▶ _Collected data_
+===+
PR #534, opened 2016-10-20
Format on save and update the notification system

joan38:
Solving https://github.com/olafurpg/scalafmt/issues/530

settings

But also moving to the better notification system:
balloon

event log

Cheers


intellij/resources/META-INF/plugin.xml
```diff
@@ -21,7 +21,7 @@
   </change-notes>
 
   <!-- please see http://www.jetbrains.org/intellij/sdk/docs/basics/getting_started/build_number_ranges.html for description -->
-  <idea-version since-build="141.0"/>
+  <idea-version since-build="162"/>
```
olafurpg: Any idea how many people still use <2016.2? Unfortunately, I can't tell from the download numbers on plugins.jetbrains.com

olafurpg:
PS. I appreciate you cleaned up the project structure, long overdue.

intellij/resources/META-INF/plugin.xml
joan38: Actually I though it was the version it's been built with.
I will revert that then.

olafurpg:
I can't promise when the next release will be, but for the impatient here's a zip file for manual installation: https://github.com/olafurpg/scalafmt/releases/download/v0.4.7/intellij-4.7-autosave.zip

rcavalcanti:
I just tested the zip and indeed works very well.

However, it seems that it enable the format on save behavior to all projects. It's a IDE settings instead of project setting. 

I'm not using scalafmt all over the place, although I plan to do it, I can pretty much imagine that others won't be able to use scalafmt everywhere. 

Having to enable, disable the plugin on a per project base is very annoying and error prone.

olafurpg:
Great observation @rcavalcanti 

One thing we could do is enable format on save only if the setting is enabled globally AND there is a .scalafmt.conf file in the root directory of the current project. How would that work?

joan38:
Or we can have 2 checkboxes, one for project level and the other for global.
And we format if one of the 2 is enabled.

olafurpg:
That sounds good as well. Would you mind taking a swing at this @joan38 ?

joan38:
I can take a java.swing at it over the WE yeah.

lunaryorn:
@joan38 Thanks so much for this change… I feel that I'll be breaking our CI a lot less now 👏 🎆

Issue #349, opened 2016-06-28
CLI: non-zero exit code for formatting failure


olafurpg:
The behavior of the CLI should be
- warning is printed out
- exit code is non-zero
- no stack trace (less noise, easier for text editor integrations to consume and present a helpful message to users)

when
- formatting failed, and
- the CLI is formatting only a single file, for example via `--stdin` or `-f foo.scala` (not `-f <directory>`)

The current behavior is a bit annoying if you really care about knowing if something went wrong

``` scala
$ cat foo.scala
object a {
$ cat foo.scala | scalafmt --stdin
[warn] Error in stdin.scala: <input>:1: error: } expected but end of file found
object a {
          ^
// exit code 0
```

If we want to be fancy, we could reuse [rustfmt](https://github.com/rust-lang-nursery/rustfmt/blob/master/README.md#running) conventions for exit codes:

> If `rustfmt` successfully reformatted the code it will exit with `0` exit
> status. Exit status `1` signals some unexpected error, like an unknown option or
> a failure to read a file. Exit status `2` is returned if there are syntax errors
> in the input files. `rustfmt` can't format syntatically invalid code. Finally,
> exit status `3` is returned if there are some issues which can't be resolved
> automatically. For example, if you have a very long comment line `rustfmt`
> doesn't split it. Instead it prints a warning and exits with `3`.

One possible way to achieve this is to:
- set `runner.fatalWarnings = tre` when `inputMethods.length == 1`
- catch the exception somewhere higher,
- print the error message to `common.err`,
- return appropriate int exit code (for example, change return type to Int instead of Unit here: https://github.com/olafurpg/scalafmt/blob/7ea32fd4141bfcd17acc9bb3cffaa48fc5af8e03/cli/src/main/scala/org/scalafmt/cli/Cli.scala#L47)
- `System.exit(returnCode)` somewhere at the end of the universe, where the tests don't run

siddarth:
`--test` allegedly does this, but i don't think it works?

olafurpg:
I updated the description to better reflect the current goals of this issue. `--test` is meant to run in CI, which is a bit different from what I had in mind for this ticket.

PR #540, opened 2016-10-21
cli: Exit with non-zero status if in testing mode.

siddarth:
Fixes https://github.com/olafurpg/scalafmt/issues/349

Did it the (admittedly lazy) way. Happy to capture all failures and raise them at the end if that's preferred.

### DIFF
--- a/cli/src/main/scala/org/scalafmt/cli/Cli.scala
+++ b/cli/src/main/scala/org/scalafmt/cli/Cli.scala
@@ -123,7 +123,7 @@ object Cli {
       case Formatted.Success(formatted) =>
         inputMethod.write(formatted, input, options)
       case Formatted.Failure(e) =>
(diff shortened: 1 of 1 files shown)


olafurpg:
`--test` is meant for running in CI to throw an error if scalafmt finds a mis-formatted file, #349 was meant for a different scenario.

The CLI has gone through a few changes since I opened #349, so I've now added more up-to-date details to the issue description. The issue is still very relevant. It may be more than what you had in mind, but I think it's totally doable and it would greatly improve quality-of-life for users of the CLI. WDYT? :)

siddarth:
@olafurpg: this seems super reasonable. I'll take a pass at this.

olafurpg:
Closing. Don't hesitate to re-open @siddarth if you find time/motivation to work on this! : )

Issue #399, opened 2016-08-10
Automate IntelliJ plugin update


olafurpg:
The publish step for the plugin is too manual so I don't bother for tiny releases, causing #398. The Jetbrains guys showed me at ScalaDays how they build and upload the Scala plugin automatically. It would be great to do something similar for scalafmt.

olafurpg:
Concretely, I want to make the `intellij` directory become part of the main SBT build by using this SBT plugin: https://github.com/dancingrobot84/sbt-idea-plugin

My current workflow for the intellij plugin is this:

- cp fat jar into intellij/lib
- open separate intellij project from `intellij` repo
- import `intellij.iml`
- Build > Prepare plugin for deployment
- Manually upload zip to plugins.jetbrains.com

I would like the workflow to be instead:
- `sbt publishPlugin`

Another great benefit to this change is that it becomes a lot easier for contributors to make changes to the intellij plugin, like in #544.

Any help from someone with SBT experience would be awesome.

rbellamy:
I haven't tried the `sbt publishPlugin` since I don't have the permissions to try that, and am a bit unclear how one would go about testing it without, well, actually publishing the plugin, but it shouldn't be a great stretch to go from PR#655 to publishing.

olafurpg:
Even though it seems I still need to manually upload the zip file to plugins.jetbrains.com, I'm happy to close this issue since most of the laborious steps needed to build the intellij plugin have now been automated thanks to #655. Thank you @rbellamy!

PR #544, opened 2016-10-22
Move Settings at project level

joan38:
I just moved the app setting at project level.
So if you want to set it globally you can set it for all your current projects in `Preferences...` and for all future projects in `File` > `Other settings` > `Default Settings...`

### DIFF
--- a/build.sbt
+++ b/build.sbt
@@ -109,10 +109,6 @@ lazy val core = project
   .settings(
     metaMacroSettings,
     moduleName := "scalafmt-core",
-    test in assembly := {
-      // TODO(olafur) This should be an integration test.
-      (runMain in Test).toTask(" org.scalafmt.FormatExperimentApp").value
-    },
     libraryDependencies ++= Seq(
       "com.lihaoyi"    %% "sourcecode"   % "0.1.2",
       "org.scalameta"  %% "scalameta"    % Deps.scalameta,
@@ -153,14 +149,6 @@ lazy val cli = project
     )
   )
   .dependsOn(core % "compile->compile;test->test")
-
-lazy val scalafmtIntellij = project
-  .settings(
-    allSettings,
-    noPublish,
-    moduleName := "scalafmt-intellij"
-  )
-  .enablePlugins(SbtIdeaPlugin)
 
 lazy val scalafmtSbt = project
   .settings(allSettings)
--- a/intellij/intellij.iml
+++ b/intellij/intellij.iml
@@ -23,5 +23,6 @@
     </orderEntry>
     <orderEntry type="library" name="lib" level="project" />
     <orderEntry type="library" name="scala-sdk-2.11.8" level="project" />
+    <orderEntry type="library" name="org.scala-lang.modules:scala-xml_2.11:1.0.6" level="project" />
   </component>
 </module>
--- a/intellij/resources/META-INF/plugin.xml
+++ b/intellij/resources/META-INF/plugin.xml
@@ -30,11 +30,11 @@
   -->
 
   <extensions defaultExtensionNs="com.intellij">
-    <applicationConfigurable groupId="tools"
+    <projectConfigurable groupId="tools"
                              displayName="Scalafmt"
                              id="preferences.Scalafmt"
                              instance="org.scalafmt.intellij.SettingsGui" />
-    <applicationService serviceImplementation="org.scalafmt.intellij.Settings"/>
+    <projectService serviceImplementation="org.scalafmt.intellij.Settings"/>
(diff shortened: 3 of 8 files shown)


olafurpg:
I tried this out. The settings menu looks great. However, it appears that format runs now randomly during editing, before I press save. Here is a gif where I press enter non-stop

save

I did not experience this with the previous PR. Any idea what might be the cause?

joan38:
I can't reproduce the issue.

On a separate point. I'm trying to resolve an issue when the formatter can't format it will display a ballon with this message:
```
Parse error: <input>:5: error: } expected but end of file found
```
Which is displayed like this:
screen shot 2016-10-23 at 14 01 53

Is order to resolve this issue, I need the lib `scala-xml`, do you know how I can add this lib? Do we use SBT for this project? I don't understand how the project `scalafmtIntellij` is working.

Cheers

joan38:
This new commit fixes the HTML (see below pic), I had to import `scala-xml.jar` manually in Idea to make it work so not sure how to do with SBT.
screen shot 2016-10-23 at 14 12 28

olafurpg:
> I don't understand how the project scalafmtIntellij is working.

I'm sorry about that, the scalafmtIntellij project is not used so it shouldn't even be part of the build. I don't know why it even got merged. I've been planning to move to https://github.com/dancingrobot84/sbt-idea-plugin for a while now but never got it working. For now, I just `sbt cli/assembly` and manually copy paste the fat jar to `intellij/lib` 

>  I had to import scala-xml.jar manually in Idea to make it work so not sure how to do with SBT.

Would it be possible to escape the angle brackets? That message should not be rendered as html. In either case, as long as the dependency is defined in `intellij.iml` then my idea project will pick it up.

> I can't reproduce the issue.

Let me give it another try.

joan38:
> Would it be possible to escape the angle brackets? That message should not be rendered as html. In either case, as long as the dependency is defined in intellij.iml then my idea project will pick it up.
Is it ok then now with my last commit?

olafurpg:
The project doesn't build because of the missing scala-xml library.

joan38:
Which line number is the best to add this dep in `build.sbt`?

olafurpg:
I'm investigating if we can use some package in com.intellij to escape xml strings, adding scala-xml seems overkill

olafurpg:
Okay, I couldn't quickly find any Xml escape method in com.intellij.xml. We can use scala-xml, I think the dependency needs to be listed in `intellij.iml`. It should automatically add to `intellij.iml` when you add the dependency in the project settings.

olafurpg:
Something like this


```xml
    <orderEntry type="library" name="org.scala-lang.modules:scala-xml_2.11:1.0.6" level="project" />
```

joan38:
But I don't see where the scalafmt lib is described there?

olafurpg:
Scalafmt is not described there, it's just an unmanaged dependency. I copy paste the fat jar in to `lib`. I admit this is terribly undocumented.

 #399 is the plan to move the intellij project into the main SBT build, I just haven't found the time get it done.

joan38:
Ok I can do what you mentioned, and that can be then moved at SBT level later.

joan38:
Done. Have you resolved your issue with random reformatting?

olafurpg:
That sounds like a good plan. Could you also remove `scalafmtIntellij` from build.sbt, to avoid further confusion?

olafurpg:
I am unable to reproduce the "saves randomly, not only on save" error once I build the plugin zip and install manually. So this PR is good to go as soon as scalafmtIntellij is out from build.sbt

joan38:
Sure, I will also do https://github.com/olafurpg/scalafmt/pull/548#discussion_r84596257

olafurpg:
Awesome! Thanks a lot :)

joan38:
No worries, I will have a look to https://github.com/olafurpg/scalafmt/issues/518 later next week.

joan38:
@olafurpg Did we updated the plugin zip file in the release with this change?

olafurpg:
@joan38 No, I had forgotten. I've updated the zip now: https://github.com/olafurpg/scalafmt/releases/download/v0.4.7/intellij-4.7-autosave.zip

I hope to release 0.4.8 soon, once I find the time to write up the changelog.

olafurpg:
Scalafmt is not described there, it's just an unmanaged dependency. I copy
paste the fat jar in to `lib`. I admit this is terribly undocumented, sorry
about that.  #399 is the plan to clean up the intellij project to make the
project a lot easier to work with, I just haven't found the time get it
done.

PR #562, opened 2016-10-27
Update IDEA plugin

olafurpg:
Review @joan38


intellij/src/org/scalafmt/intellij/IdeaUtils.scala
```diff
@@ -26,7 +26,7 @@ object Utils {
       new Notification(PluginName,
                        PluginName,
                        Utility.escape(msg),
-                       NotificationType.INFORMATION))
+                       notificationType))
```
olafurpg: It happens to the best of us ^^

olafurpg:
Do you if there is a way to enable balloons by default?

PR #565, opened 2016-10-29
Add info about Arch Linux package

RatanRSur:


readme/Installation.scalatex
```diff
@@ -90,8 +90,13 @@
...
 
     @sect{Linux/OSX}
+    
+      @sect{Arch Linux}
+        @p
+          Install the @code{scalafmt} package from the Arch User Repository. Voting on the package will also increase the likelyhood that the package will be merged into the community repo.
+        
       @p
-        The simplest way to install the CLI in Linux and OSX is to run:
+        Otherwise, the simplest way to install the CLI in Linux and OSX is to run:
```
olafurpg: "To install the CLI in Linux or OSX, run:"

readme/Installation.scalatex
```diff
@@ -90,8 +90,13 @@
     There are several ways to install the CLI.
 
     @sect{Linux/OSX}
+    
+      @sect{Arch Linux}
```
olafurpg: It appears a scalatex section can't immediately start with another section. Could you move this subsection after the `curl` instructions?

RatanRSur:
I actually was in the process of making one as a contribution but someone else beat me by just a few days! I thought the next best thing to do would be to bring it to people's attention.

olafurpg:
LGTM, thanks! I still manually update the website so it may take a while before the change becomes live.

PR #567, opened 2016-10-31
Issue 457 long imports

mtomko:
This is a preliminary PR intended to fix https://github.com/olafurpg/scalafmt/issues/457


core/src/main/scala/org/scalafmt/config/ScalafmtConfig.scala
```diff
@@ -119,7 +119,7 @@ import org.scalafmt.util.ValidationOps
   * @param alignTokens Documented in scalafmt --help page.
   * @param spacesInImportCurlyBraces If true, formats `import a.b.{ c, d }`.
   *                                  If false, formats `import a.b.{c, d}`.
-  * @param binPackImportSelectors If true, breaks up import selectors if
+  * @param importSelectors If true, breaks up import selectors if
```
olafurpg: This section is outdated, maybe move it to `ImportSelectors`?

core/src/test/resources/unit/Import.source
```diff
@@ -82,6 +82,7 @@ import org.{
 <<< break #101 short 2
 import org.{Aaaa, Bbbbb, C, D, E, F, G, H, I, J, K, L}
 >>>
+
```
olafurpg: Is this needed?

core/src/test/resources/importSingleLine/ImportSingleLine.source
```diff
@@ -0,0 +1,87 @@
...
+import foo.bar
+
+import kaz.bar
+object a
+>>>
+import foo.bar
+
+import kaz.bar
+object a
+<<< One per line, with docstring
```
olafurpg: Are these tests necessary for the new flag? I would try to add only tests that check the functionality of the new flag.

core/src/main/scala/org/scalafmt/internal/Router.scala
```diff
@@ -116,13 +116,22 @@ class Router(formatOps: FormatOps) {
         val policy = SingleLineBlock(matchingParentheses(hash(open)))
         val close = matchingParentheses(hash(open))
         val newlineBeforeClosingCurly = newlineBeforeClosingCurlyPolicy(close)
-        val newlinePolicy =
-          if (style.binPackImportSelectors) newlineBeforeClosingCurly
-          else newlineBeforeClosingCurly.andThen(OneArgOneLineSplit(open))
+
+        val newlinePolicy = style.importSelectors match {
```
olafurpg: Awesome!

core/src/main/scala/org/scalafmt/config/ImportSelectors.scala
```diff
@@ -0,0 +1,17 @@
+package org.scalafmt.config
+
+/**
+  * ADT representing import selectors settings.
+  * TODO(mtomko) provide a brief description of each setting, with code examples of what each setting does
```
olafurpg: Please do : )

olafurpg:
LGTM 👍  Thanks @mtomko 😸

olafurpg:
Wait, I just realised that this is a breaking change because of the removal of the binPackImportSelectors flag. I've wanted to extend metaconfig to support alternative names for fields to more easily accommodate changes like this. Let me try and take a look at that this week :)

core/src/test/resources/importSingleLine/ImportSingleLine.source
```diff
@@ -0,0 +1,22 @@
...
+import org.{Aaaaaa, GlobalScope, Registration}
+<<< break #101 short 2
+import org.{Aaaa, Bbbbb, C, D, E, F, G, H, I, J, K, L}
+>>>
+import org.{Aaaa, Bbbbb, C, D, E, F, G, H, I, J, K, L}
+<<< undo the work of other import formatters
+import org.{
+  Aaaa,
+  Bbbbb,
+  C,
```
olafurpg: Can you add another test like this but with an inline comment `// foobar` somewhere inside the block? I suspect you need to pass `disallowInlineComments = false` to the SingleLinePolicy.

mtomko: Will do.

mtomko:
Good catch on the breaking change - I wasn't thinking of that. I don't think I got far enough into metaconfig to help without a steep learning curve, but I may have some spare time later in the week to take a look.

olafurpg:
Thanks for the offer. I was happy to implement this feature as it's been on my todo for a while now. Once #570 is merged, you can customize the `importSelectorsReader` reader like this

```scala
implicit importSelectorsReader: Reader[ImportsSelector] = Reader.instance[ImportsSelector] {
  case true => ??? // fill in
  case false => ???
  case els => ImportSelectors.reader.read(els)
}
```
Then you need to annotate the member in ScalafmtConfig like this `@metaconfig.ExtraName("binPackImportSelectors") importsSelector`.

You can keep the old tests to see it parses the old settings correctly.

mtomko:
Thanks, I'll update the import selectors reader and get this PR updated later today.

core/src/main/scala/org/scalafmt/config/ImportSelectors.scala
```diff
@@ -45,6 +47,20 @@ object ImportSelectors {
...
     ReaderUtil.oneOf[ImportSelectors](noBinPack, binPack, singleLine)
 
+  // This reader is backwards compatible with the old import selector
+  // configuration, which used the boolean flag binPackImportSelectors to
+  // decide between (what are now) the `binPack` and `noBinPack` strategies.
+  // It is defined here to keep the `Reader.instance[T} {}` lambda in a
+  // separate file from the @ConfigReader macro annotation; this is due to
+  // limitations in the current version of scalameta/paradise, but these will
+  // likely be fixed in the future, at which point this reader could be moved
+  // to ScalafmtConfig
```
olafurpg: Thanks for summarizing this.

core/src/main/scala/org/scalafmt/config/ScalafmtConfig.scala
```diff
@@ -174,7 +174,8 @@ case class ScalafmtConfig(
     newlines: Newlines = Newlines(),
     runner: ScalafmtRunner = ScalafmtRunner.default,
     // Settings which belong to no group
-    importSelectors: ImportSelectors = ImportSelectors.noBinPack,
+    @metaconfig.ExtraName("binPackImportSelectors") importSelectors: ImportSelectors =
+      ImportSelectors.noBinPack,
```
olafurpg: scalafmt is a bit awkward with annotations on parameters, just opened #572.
+===+
▶ _ACTIVITY_
Reply with one number, the count of lines in the entries that hold the string "better".

▶ _ANSWER FOR THE TASK_
2